What is being asked:
Repeat, please, only the lines from the top of the data down to the line with "### LINKED ISSUE #1786: Worker"; include both of those lines.

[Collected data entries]

PR #1782, opened 2023-01-30
Queue Docstrings

lowercase00:
Adds more docstrings to a few modules.


lowercase00:
@selwin can we look into this before #1753 please? I know #1753 is more relevant, but this has a lot more changes (although no functionality changes), it will be easier to work on #1753 on top of this... thanks!

selwin:
Merged, thanks!

PR #1785, opened 2023-02-01
Bugfix: Fix bug when running worker on debug mode

### LINKED ISSUE #1786: Worker crashes when running on debug
We were printing some colored information on debug mode, but some of the data weren't suitable for the `green(...)` `blue(...)` functions: there was a `list[str]` and `bytes`. #1785 fixes it.

lowercase00:
When running on debug mode, some debug logs were
using colorizers on lists, which would raise an unhandled exception on the worker.
The same happened for a debug log that was using colors on a response from Redis (bytes).

To avoid changing the colorizer functions signature, I chose to fix this manually.
In the future we could have more robust logic for the colors (deconstruct lists, convert bytes to string, etc).

Fixes #1786

### DIFF
--- a/rq/queue.py
+++ b/rq/queue.py
@@ -983,13 +983,14 @@ class Queue:
         if timeout is not None:  # blocking variant
             if timeout == 0:
                 raise ValueError('RQ does not support indefinite timeouts. Please pick a timeout value > 0')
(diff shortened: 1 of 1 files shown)


selwin:
Thanks!

Issue #1736, opened 2022-11-21
Add rq-scheduler missing functions to rq


gabriels1234:
Hi!
The --with-scheduler option is a great feature. and it has helped a lot in cases where the main scheduler fails.

I use django-rq-scheduler (the new repo) that relies on rq-scheduler for a few main functionalities. It could easily fallback to vanilla rq if some of the rq-scheduler functions are ported over rq.
(such as cron(), __contains__(), etc... )

The end goal is to avoid having a separate container (extra $$$) to run the scheduler only.

Thanks!

selwin:
Yes, that's the end goal. RQ also very recently gained a feature to track historical runs and results here so you can track the result of jobs that are run multiple times. https://github.com/rq/rq/pull/1725

PR #1787, opened 2023-02-01
Add to worker redis record scheduler info

### LINKED ISSUE #1783: Way to check if a worker is `with_scheduler`
Currently `with_scheduler` is passed only in `work(...)`, so when querying workers, there is no way to tell whether a worker has scheduler or not.

Proposed solution:
The workers that have scheduler should be stored in redis (eg, in a separate key, like `REDIS_WORKER_KEYS`).
And then when querying workers (using `Worker.all()` or `Worker.find_by_key(..)` it should instantiate the Worker class with a `with_scheduler` param.

cunla:
Fix #1783

### DIFF
--- a/rq/queue.py
+++ b/rq/queue.py
@@ -196,7 +196,7 @@ class Queue:
         return 'rq:clean_registries:%s' % self.name
 
     @property
-    def scheduler_pid(self):
+    def scheduler_pid(self) -> int:
         from rq.scheduler import RQScheduler
         pid = self.connection.get(RQScheduler.get_locking_key(self.name))
         return int(pid.decode()) if pid is not None else None
--- a/rq/queue.py
+++ b/rq/queue.py
@@ -3,11 +3,11 @@ import sys
 import traceback
 import uuid
 import warnings
-
 from collections import namedtuple
 from datetime import datetime, timezone, timedelta
 from functools import total_ordering
 from typing import TYPE_CHECKING, Dict, List, Any, Callable, Optional, Tuple, Type, Union
+
 from redis import WatchError
 
 if TYPE_CHECKING:
@@ -23,7 +23,6 @@ from .job import Job, JobStatus
 from .types import FunctionReferenceType, JobDependencyType
 from .serializers import resolve_serializer
 from .utils import backend_class, get_version, import_attribute, make_colorizer, parse_timeout, utcnow, compact
-
 
 green = make_colorizer('darkgreen')
 yellow = make_colorizer('darkyellow')
@@ -69,7 +68,7 @@ class Queue:
 
     @classmethod
     def all(
-        cls, connection: Optional['Redis'] = None, job_class: Optional[Type['Job']] = None, serializer=None
+            cls, connection: Optional['Redis'] = None, job_class: Optional[Type['Job']] = None, serializer=None
     ) -> List['Queue']:
         """Returns an iterable of all Queues.
 
@@ -94,11 +93,11 @@ class Queue:
 
     @classmethod
     def from_queue_key(
-        cls,
-        queue_key: str,
-        connection: Optional['Redis'] = None,
-        job_class: Optional['Job'] = None,
-        serializer: Any = None,
+            cls,
+            queue_key: str,
+            connection: Optional['Redis'] = None,
+            job_class: Optional['Job'] = None,
+            serializer: Any = None,
     ) -> 'Queue':
         """Returns a Queue instance, based on the naming conventions for naming
         the internal Redis keys.  Can be used to reverse-lookup Queues by their
@@ -119,18 +118,18 @@ class Queue:
         prefix = cls.redis_queue_namespace_prefix
         if not queue_key.startswith(prefix):
             raise ValueError('Not a valid RQ queue key: {0}'.format(queue_key))
-        name = queue_key[len(prefix) :]
+        name = queue_key[len(prefix):]
         return cls(name, connection=connection, job_class=job_class, serializer=serializer)
 
     def __init__(
-        self,
-        name: str = 'default',
-        default_timeout: Optional[int] = None,
-        connection: Optional['Redis'] = None,
-        is_async: bool = True,
-        job_class: Union[str, Type['Job'], None] = None,
-        serializer: Any = None,
-        **kwargs,
+            self,
+            name: str = 'default',
+            default_timeout: Optional[int] = None,
+            connection: Optional['Redis'] = None,
+            is_async: bool = True,
+            job_class: Union[str, Type['Job'], None] = None,
+            serializer: Any = None,
+            **kwargs,
     ):
         """Initializes a Queue object.
 
@@ -195,6 +194,12 @@ class Queue:
     def registry_cleaning_key(self):
         """Redis key used to indicate this queue has been cleaned."""
         return 'rq:clean_registries:%s' % self.name
+
+    @property
+    def scheduler_pid(self):
+        from rq.scheduler import RQScheduler
+        pid = self.connection.get(RQScheduler.get_locking_key(self.name))
+        return int(pid.decode()) if pid is not None else None
 
     def acquire_cleaning_lock(self) -> bool:
         """Returns a boolean indicating whether a lock to clean this queue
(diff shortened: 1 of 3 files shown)


lowercase00:
@selwin should be taking a look at this more closely, but I would have imagined the worker metadata should be managed exclusively by the worker, so this logic should probably be on the `worker` instead of on the `scheduler`.

The worker already has access to the scheduler information (`scheduler._process`) and knows whether it's working with or without a scheduler. In general, I would try to avoid having the worker metadata being changed by anything other than the worker itself.

The way this is setup we are having to pass the `worker_key` to the scheduler, so this is not very convenient, specially since we might be using a scheduler without a worker.

The change would actually be simpler without this, on the `if with_scheduler` block, we just set the scheduler `pid` and the `with_scheduler: 1` on Redis.

cunla:
It depends on the approach you want to take.

- I thought since an `RQScheduler` can only be instantiated by a worker, and it is more aware of its state (there is the catch exception in `run()` method), then it makes more sense to control its status here than have the worker check whether its scheduler is alive all over the place.
- Another option: Consider having a different redis-key for scheduler(s)? if you don't consider schedulers as "optional part of workers" then they can have `all()`, `get_by_key(..)`, etc. and all other methods like `Worker`, `Queue`, `Job`.

Different issue:
- When in `burst` mode - worker.scheduler should be None once done, but there is a test `test_work_burst` that checks it is not None, not sure if I fully understand the reasoning - burst mode means queue scheduled jobs once, not on-going.

lowercase00:
>  since an RQScheduler can only be instantiated by a worker

That's not really the case. I can get the RQScheduler normally and run it (that's actually what I do, since I prefer to have the scheduler be a separate service).

So when running a Worker, current behavior is: you instantiate the class, and then decide whether it's going to run with a scheduler in a separate process or no (`with_scheduler` at the `work(...)`method.

What I understand from your original issue is: "i want to be able to restore a worker, and take into consideration whether it was running with or without a scheduler". In that case, I think the solution would be simple: have a `with_scheduler` in the workers `__init__`, have a `_with_scheduler` private method to the worker, and have the same argument in the `work()` method, and now you (1) known whether the worker is running with or without a scheduler (2) can make that decision when running `work()` or when instantiating the `worker`.

In my personal opinion this is fine and should work well giving us extra flexibility.

--

Separate issues: we might open a new issue for that.

cunla:
> > since an RQScheduler can only be instantiated by a worker
> 
> That's not really the case. You can get the RQScheduler normally and run it (that's actually what I do, since I prefer to have the scheduler be a separate service). The `RQScheduler` was actually a completely separate project, and it's been slowly being ported to be a part of RQ, so it's on the to-do list to add the missing scheduler methods (see #1736)

That's a good point. I basically need to check what schedulers are running from django-admin - I thought to do it from the workers since I can query workers (using `Worker.all()`). But it makes more sense to have a separate key for RQSchedulers and be able to query them, etc.

lowercase00:
Got it. So that are two use cases here:
(1) Restore a worker with a scheduler (could be solved by having the `with_scheduler` key and `scheduler_pid` on the worker metadata
(2) Query for all schedulers, regardless of whether they are running through the worker or not.

The original `rq-scheduler` project does have namespaces and keys dedicated for the scheduler. So probably both things are necessary:
(a) improve the worker registry
(b) Port the rest of the scheduler code to this repo.

My suggestion is to use this PR to fix (a) and then track (b) through #1736

cunla:
> Got it. So that are two use cases here: 
> (1) Restore a worker with a scheduler (could be solved by having the `with_scheduler` key and `scheduler_pid` on the worker metadata 
> (2) Query for all schedulers, regardless of whether they are running through the worker or not.
> 
> The original `rq-scheduler` project does have namespaces and keys dedicated for the scheduler. So probably both things are necessary: (a) improve the worker registry (b) Port the rest of the scheduler code to this repo.

(a) requires deeper knowledge of how Worker works - mainly I can take it but on the first contribution to the repo.

(b) There is no need to migrate all the rq-scheduler code dealing with cron-jobs, etc. for use-case (2).  Just the registry part. ==> I can focus on that if acceptable.

lowercase00:
> (a) requires deeper knowledge of how Worker works - mainly I can take it but on the first contribution to the repo.

No worries, I can work on this. @selwin I'll add a `with_scheduler` and `scheduler_pid` keys to the worker metadata.

> (b) There is no need to migrate all the rq-scheduler code dealing with cron-jobs, etc. for use-case (2). Just the registry part.

I think the main idea is to totally deprecate the old `rq-scheduler` and concentrate everything in here, so I think that's desirable. Let's wait for @selwin word on those two topics.

selwin:
@cunla @lowercase00 I'd like the scheduler PID to be stored independently from the worker data. It should be stored in a separate key so that:
1. It's immediately accessible (by monitoring systems) without having to iterate through all workers and inspecting the `scheduler_pid` key within the worker hashes.
2. The logic of handling this key is purely kept within the `Scheduler` object

We can perhaps create a `rq:scheduler:<queue_name>` Redis hash containing information such as it's PID, when it's created etc.

lowercase00:
In this specific scenario where one is running the worker `with_scheduler=True`, I still think there are upsides to store this information in the worker data, specially considering the use case @cunla brought up where one wants to restore a worker with the same state. I don't really see any downside to this (having an extra key carrying information about the worker). At the end of the day this process is being managed by the worker.

 I do agree we want to port the scheduler registry from `RQScheduler` though, so perhaps this could be part of larger effort to port the scheduler to the main repo instead of an incremental change.

selwin:
> specially considering the use case @cunla brought up where one wants to restore a worker with the same state.

Not sure I see the use case for restoring a worker with the same state. In the [original issue](https://github.com/rq/rq/issues/1783) , I think we just need to know whether a worker is run with `--with-scheduler` and the scheduler PID info :).

> I do agree we want to port the scheduler registry from RQScheduler though, so perhaps this could be part of larger effort to port the scheduler to the main repo instead of an incremental change.

We actually already have a [ScheduledJobRegistry](https://github.com/rq/rq/blob/fdb14df18141b6bedc40d719904f56e64984bc37/rq/registry.py#L328) that keeps track of scheduled jobs in RQ. The `SchedulerRegistry` I mentioned just now would be a registry keeping track of all `Scheduler` instances, but upon thinking about this further I think we can skip this for now because it's unlikely that we'll be managing a large number of scheduler instances.

cunla:
Please let me know how you want to proceed with this.

selwin:
@cunla there's also another effort to show scheduler PID in django-rq. Take a look at this pull request: https://github.com/rq/django-rq/pull/570/files#diff-86374d856b018c779d498e105c46bd21bdd07450d63a28fa8fd440a9c42272cfR43

I think this is a quick win and is straight forward, let's bring this to RQ proper. We can start with having `queue.scheduler_pid` that returns the PID of the scheduler that works on RQ.

cunla:
> @cunla there's also another effort to show scheduler PID in django-rq. Take a look at this pull request: https://github.com/rq/django-rq/pull/570/files#diff-86374d856b018c779d498e105c46bd21bdd07450d63a28fa8fd440a9c42272cfR43
> 
> I think this is a quick win and is straight forward, let's bring this to RQ proper. We can start with having `queue.scheduler_pid` that returns the PID of the scheduler that works on RQ.

Done. Notice including it in `Queue` (vs. in `RQScheduler`) requires a local import to avoid circular dependency.

rq/queue.py
```diff
@@ -196,6 +195,12 @@ def registry_cleaning_key(self):
         """Redis key used to indicate this queue has been cleaned."""
         return 'rq:clean_registries:%s' % self.name
 
+    @property
+    def scheduler_pid(self):
```
selwin, line 199: Mind adding a return type annotation to this method?

cunla: sure

selwin:
@cunla mind fixing the tests so I can merge this in?

cunla:
> @cunla mind fixing the tests so I can merge this in?

I am not sure what's going on with the tests - They pass on my branch: https://github.com/cunla/rq/actions/runs/4154089123

lowercase00:
@cunla Im not sure id thats the case here, but I had issues with when not running slow tests locally (the default), maybe if you run with`RUN_SLOW_TESTS_TOO=1` it will run everything and you can try to replicate the CICD

cunla:
> @cunla Im not sure thats the case here, but I had issues with when not running slow tests locally (the default), maybe if you run with`RUN_SLOW_TESTS_TOO=1` it will run everything and you can try to replicate the CICD

The exact github workflow is passing on my branch (see link).

I added a commit to reformat some code to try running them again.

cunla:
Please trigger the run again. It seems to [work on my fork well](https://github.com/cunla/rq/actions/runs/4157101257) second time in a row.

selwin:
Thanks!

PR #1789, opened 2023-02-02
Bugfix: sets `exc_info` when working with `is_async=False`

### LINKED ISSUE #1633: `exc_info` not available when running jobs with `is_async=False`
I'm running jobs that may raise exceptions which would be forwarded to the user via `job.exc_info`. I wanted to test this by setting the queue to sync (aka `is_async=False`). Now some jobs intentionally fail, however the `exc_info` is not set. It stays on `None` while the job status is set to *failed*.

Is this intended behavior? If not I'll look into fixing this.

lowercase00:
Fix #1633. Currently `exc_info` is only being set by the worker on the `handle_job_failure` method. This adds the `exc_info` to the queue, when running a sync job.

### DIFF
--- a/rq/queue.py
+++ b/rq/queue.py
@@ -1,3 +1,4 @@
+import traceback
 import uuid
 import sys
 import warnings
@@ -855,6 +856,8 @@ class Queue:
             job.set_status(JobStatus.FAILED)
             if job.failure_callback:
                 job.failure_callback(job, self.connection, *sys.exc_info())
+            exc_info = sys.exc_info()
+            job._exc_info = ''.join(traceback.format_exception(*exc_info))
         else:
             if job.success_callback:
                 job.success_callback(job, self.connection, job.result)


selwin:
Mind slightly reworking this part to use `handle_job_failure()`? I feel like this would be the best way forward to ensure that we always have the same job success/failure handling.

lowercase00:
Sure, but in that case we would need a bigger refactoring - `handle_job_failure` is a worker method, and in this case we are not using the worker at all when `is_async=False`.

We would probably have to split some parts of the `handle_job_failure` by adding a `handle_failure` to the job itself, and then using this new method on the worker. The worker would then call `handle_failure`, and do what it needs to do with the failure (increment count, working time, etc).

selwin:
> We would probably have to split some parts of the handle_job_failure by adding a handle_failure to the job itself, and then using this new method on the worker. The worker would then call handle_failure, and do what it needs to do with the failure (increment count, working time, etc).

Yes, we'd need to separate the worker specific failure handling logic from the core job failure handling logic. I'm ok if you want to merge this PR in it's current state though, in any case a bug fix is a bug fix. Just pointing out the long term approach that we need to take to properly address this issue :).

Let me know whether you want to refactor this now or if I should just merge this PR in. Time not spent on not refactoring this part also means time spent on improving other parts of the library :)

lowercase00:
Totally agree and thanks for pointing that out! I still don't have a "birds eye" view as you do, slowly learning!

My 2 cents: I feel this logic is not that straight forward to change: the exception itself is being saved on the `add` method of the `FailedJobRegistry`, which is being called by the worker. But considering this is (1) a bug and (2) a two line change, I think we could solve the bug now, and then add a new task to optimize this and have it happen in a single place. I would be happy to work on improving this in the future though :)

selwin:
@lowercase00 please take a look at https://github.com/rq/rq/pull/1799

lowercase00:
Superseded by #1799

PR #1793, opened 2023-02-04
Fix - TypeError - accessing None when dequeued result is None (when timeout=None, e.g. in burst mode)

ronlut:
result might be None if burst=True for example

added a test (failing before the fix)

(This was introduced in #1752)

### DIFF
--- a/tests/test_worker.py
+++ b/tests/test_worker.py
@@ -640,8 +640,7 @@ class TestWorker(RQTestCase):
         w = Worker([q])
 
         # Put it on the queue with a timeout value
-        res = w.dequeue_job_and_maintain_ttl(None)
-        assert res is None
+        assert self.assertIsNone(w.dequeue_job_and_maintain_ttl(None))
 
     def test_worker_sets_result_ttl(self):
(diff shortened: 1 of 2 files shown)


lowercase00:
Thanks for catching that @ronlut !

tests/test_worker.py
```diff
@@ -634,6 +634,15 @@ def test_timeouts(self):
...
         self.assertIn('JobTimeoutException', as_text(res.exc_info))
 
+    def test_dequeue_job_and_maintain_ttl_non_blocking(self):
+        """Not passing a timeout should return immediately with None as a result"""
+        q = Queue()
+        w = Worker([q])
+
+        # Put it on the queue with a timeout value
+        res = w.dequeue_job_and_maintain_ttl(None)
+        assert res is None
```
selwin, line 644: Mind changing this to `self.assertIsNone(w.dequeue_job_and_maintain_ttl(None))`?

selwin:
Mind resolving the conflict so I can merge this in?

selwin:
@ronlut can you check the tests?

selwin:
Thanks!

Issue #1642, opened 2022-04-04
Job decorator results_ttl default overrides worker's default value


veejar:
https://github.com/rq/rq/blob/master/rq/decorators.py#L18
Here "result_ttl=DEFAULT_RESULT_TTL" should be replaced with "result_ttl=None", because it overrides worker's default result_ttl, which is also DEFAULT_RESULT_TTL when not specified as argument for worker.

selwin:
Mind opening a PR for this?

PR #1794, opened 2023-02-04
Fix - Use worker TTL for timeout

ronlut:
Worker ttl was ignored.
BTW, do we have a better name for `timeout`? It was names `_get_timeout` before, but maybe something more specific can help with readability

### DIFF
--- a/rq/worker.py
+++ b/rq/worker.py
@@ -227,7 +227,11 @@ class Worker:
         serializer=None,
     ):  # noqa
 
-        connection = self._set_connection(connection, default_worker_ttl)
+        self.default_result_ttl = default_result_ttl
+        self.default_worker_ttl = default_worker_ttl
+        self.job_monitoring_interval = job_monitoring_interval
+
+        connection = self._set_connection(connection)
         self.connection = connection
         self.redis_server_version = None
 
@@ -249,10 +253,6 @@ class Worker:
         self.validate_queues()
         self._ordered_queues = self.queues[:]
         self._exc_handlers: List[Callable] = []
-
-        self.default_result_ttl = default_result_ttl
-        self.default_worker_ttl = default_worker_ttl
-        self.job_monitoring_interval = job_monitoring_interval
 
         self._state: str = 'starting'
         self._is_horse: bool = False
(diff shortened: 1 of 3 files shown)


lowercase00:
@ronlut sorry, opened another PR without viewing this. I'll close the other one. We might want a test though (if you want to take the one for the other PR)

ronlut:
@lowercase00 took your test, thanks

rq/worker.py
```diff
@@ -227,7 +227,11 @@ def __init__(
         serializer=None,
     ):  # noqa
 
-        connection = self._set_connection(connection, default_worker_ttl)
+        self.default_result_ttl = default_result_ttl
+        self.default_worker_ttl = default_worker_ttl
```
selwin, line 231: Can we rename `self.default_worker_ttl` to `self.worker_ttl`? This is the actual worker TTL that will be used.

`self.default_result_ttl` can be kept unchanged because it's indeed a "default", each job can specify it's own TTL.

selwin: In version 2.0, we can also change the `default_worker_ttl` argument to `worker_ttl`

selwin:
> BTW, do we have a better name for timeout? It was names _get_timeout before, but maybe something more specific can help with readability

What about `dequeue_timeout`?

ronlut:
I split it to two properties, do you think connection_timeout should use `dequeue_timeout`? Are they dependant?

selwin:
I'm quite happy with this PR. Just want to make sure that @lowercase00 is ok since he worked on connection timeout.

lowercase00:
LGTM, I think that's a lot better than what it was.
@ronlut they are dependent, yes.

The reason I had made that function was because of the order of the attributes, and this fixes that, so it's a lot better, cleaner.

The connection timeout is a safe guard: since there were reports of workers not reading from the queue, and there were reports of the hanging BLOP when used with Redis Py, we added the `socket_timeout` to the connection, so if the BLOP hangs, the socket timeout would raise a `TimeoutError`.

With our current terminology if the timeout to dequeue a job doesn't work (`dequeue_timeout`) the socket would timeout (`connection_timeout`) - I think it all makes sense.

lowercase00:
Also maybe this fixes #1642 ? Didn't look the code, but seems related.

rq/worker.py
```diff
@@ -223,7 +223,11 @@ def __init__(
         serializer=None,
     ):  # noqa
 
-        connection = self._set_connection(connection, default_worker_ttl)
+        self.default_result_ttl = default_result_ttl
+        self.worker_ttl = default_worker_ttl
```
selwin, line 227: Sorry, one more nitpicky thing, `worker_ttl` makes it sound like the worker itself only lives for a certain amount of time (which it doesn't). So if we set 60 seconds as TTL, this makes it seems like the worker would only live for 60 seconds.

Can we rename this to `self.dequeue_ttl = default_worker_ttl`?

I have put renaming `Worker(default_worker_ttl)` in the list of things to change in version 2.0, since this won't be backwards compatible https://github.com/rq/rq/issues/1800

ronlut: `def heartbeat` uses this ttl as well, as well as `register_birth`. Are you sure about this?

selwin: Yes, this should be a simple find and replace situation so should be ok.

ronlut: I am not talking about the rename technically 😅 , that's not a problem - I did that already from `default_worker_ttl` to `worker_ttl`.
I am meaning semantically, calling it `dequeuet_ttl`, when `heartbeat` and `register_birth` using it is a bit confusing isn't it? Is it right for heartbeat and birth to use "dequeue_ttl" as their reference?

selwin: Ah I see, you have a point. I'll merge this in.

selwin:
Thanks!

PR #1795, opened 2023-02-04
Worker - max_idle_time feature

ronlut:
Use case: 
We are autoscaling rq workers in our k8s cluster by the length of the tasks queue, using Keda.
Because we are running long running tasks with rq (we are talking hours here), we use k8s `Job` object to scale up workers, so they won't be scaled down. 
We set `max_jobs` to 1 so each worker executes 1 job and scales itself down. The thing is, if a worker is booted but then it has no tasks in queue, it will stay up until another task enters the queue. We want to be able to set a maximum idle time for workers.
The only option is using `burst` mode, but because we have a minimum of X workers up all time, they will die and reborn indefinitely if there are no tasks in the queue.

(branch includes the fix in #1793, so ignore those changes until it's merged)


ronlut:
@selwin WDYT?

selwin:
The concept of having a worker wait for X amount of time before quitting sounds good. I'll take a look at this PR soon, thanks!

tests/test_worker.py
```diff
@@ -607,6 +607,20 @@ def test_deleted_jobs_arent_executed(self):
...
+        q = Queue()
+        w = Worker([q])
+        q.enqueue(say_hello, args=('Frank',))
+        result = w.dequeue_job_and_maintain_ttl(1)
+        assert result is not None
+
+        result = w.dequeue_job_and_maintain_ttl(None)
+        assert result is None
+
+        result = w.dequeue_job_and_maintain_ttl(1, max_idle_time=1)
```
selwin, line 621: Can we structure this test such that the `max_idle_time` logic is tested?

If we make the dequeue TTL 1 second and `max_idle_time` 3 seconds, then the worker will attempt to dequeue 3 times before exiting, right?

ronlut: right, clarified the test a bit, let me know if it makes sense

selwin:
This is good, could you please make sure that the heartbeat test passes? It's returning 3 heartbeats instead of 4 in this test case https://github.com/rq/rq/actions/runs/4102519117/jobs/7075579683

selwin:
@ronlut there's also conflicts that need to be fixed.

rq/worker.py
```diff
@@ -839,7 +844,7 @@ def stop_scheduler(self):
                 pass
             self.scheduler._process.join()
 
-    def dequeue_job_and_maintain_ttl(self, timeout: int) -> Tuple['Job', 'Queue']:
+    def dequeue_job_and_maintain_ttl(self, timeout: Optional[int], max_idle_time: Optional[int] = None) -> Tuple['Job', 'Queue']:
```
selwin, line 847: Shouldn't `max_idle_time` be factored into `timeout` calculation? I feel like there should be something like this:
```python
dequeue_timeout = min(max_idle_time, timeout)
self.queue_class.dequeue_any(.., timeout)
```

ronlut: I agree, I changed it a bit to really be closer to `max` in `max_idle_time` - wait less in case there is only a few more seconds left until we reach `max_idle_time`, LMKWYT

ronlut:
@selwin Are you aware with any problem with timings in the tests? I am not sure why it fails the test, it passes locally with the same redis versions. Before the latests changes I used a count of heartbeats and it failed as well, I guess because too much time passes between a dequeue to the following one

selwin:
@ronlut in general you'd need to be a little bit looser on the timing of heartbeats because the tests are run on CIs which may or may not be that responsive.

This means we need to design the tests such that they are a bit looser. For example we can make `max_idle_time=3` and expect 3 or 4 heartbeats to be sent and then set `max_idle_time=5` and expect 5 or 6 heartbeats.

selwin:
Thanks!

PR #1796, opened 2023-02-04
Fix worker TTL not being considered

lowercase00:
The default worker ttl set as a parameter was not being considered after we've concentrated the timeout
calculation into a single place.


lowercase00:
Marking as superseded by #1794

PR #1798, opened 2023-02-04
Debug mode log fixes

lowercase00:
Current worker on debug mode doesn't raises errors, but does have some formatting issues.


selwin:
Thanks!

Issue #1792, opened 2023-02-04
job.return_value() returns None when When `Async=False` but works for job.result


shirecoding:
when running in async=False

```python
job = logging_task.enqueue(...)
print(f"""

job.result: {job.result}  # --------------> Returns actual result
job.return_value(): {job.return_value()}  # ----------> None

""")
```

Is this a bug, this makes the code not work when switching between TEST and PRODUCTION environments because in tests we want to use async=False, but it does not work with return_value()

lowercase00:
This is related to #1789 
There seems to be a few things about the job that are being handled by the worker, so the when in running sync on there are a couple of things missing from the job indeed. Thanks for pointing this out

shirecoding:
Thanks for the reply, i'm actually using the on_success callback and saving the result into my own data structure as its more consistent at the moment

Task output:
PR #1782, opened 2023-01-30
Queue Docstrings

lowercase00:
Adds more docstrings to a few modules.


lowercase00:
@selwin can we look into this before #1753 please? I know #1753 is more relevant, but this has a lot more changes (although no functionality changes), it will be easier to work on #1753 on top of this... thanks!

selwin:
Merged, thanks!

PR #1785, opened 2023-02-01
Bugfix: Fix bug when running worker on debug mode

### LINKED ISSUE #1786: Worker crashes when running on debug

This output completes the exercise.